What to produce: Provide only the number of lines below that contain the word "docs".

Input data:

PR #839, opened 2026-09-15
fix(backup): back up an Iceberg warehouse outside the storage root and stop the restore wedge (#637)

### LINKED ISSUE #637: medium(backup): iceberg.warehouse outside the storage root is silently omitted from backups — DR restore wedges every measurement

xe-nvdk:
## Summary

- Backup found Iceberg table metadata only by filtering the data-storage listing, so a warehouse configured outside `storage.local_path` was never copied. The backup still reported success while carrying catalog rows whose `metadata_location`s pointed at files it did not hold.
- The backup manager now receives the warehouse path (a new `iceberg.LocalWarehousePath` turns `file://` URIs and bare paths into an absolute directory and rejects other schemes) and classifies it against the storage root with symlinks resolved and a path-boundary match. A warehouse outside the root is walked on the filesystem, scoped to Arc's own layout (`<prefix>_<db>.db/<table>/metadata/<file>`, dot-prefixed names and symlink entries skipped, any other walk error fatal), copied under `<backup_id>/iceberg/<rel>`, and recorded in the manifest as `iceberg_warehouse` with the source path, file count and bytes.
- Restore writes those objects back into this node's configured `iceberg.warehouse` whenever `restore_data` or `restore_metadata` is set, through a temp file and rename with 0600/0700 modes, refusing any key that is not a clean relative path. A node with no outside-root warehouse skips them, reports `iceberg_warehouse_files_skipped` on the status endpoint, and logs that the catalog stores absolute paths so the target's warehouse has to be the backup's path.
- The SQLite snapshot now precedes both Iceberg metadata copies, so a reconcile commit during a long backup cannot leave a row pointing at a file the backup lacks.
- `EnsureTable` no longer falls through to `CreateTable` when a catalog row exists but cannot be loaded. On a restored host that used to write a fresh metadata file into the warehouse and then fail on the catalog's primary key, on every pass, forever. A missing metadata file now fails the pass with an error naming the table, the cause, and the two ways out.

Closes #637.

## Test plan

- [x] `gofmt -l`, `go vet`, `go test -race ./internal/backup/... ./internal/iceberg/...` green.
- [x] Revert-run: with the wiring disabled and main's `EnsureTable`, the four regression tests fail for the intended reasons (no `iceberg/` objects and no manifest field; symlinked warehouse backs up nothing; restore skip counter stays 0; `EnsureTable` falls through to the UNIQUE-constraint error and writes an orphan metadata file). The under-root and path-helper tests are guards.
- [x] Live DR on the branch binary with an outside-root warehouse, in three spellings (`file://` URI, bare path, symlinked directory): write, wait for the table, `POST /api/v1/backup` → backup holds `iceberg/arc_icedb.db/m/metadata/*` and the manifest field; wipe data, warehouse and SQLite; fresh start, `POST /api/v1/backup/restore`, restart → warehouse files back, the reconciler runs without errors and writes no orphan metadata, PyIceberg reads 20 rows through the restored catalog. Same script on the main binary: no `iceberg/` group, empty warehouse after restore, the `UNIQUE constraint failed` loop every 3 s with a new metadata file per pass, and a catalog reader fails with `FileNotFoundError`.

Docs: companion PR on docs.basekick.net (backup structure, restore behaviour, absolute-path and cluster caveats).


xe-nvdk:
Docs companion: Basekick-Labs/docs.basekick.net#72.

Solution for this exercise: 2